经过昨天一天一夜的经历,吕连山有一种再世为人的感觉,昨天抢银行被捕后,他甚至想到了死,不知道为什么,后半夜自己睡得迷迷糊糊的,却被人带到了一片黑漆漆的水边,分不清是河还是湖,静的能听见附近的蟋蟀声,难道是要对自己执行枪决?电视上就是这么演的,想到这里,吕连山感到一阵毛骨悚然,汗毛都竖了起来。
“想死还是想活?”一个阴冷的声音从背后传来。
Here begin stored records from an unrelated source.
PR #461, opened 2026-05-10
Fix #460

### LINKED ISSUE #460: Tests does not run on macOS
Due to the `-executable` parameter for `find` command is not available on macOS, the tests don't work.
https://github.com/mortbopet/Ripes/blob/95d4b007f3e433da9578db39eea90d25268f7e3c/.github/workflows/scripts/run_tests.sh#L6

M-Enes:
Fixes #460. Due to the bug fixed in #459, the clang format action fails on this pull request. It could be ignored or merged after #459.

### DIFF
--- a/.github/workflows/scripts/run_tests.sh
+++ b/.github/workflows/scripts/run_tests.sh
@@ -3,7 +3,7 @@
 # Fail on failing QTest execution
 set -e
 
-find . -executable -type f -name "tst_*" | while read line; do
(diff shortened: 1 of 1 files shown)


mortbopet:
#459 has merged. As far as i understand, if you rebase this on main , it'll pass the format check, correct?

M-Enes:
Yes, it should pass the format check after rebase.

吕连山回头,却什么也没看到,吓得脸都绿了。
“谁……你是谁?”吕连山哆哆嗦嗦的问道。
“这 里 是 黄 泉……再 向 前 一 步 是 奈 何 桥……走吧……”阴冷的声音夹杂着诱惑从身后传来,回头,还是什么都没有,吕连山的魂都吓飞了,眼泪鼻涕起出,裤子也尿湿了。
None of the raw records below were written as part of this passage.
PR #1665, opened 2021-01-07
[V2 #1660 Style Rework] - Export media queries

W3stside:
Part of #1660 

Simple PR, just re-uses the media queries from V1 and exports them from `theme > style > media`


gnosis-info:
Travis automatic deployment:
   * **🎩 [Dapp](https://pr1665--gpv1ui.review.gnosisdev.com)**: Testing web app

“啊不……我不要……我不要死……”吕连山边大叫边漫无目的的奔跑着,只想远离这片有水的黄泉,突然,脚下被什么东西绊了一下,吕连山被摔了个狗啃泥,脸还被什么东西隔了一下,钻心的痛,伸手一摸,是一把枪,吕连山一下子联想到了自己抢劫银行时莫名消失的枪,怕,真的怕了,是深入筋骨触及灵魂的恐惧,右手颤抖的着把枪狠狠地扔了出去,“砰!”枪却在半空中响了,吕连山一头栽倒在地上,一动不动。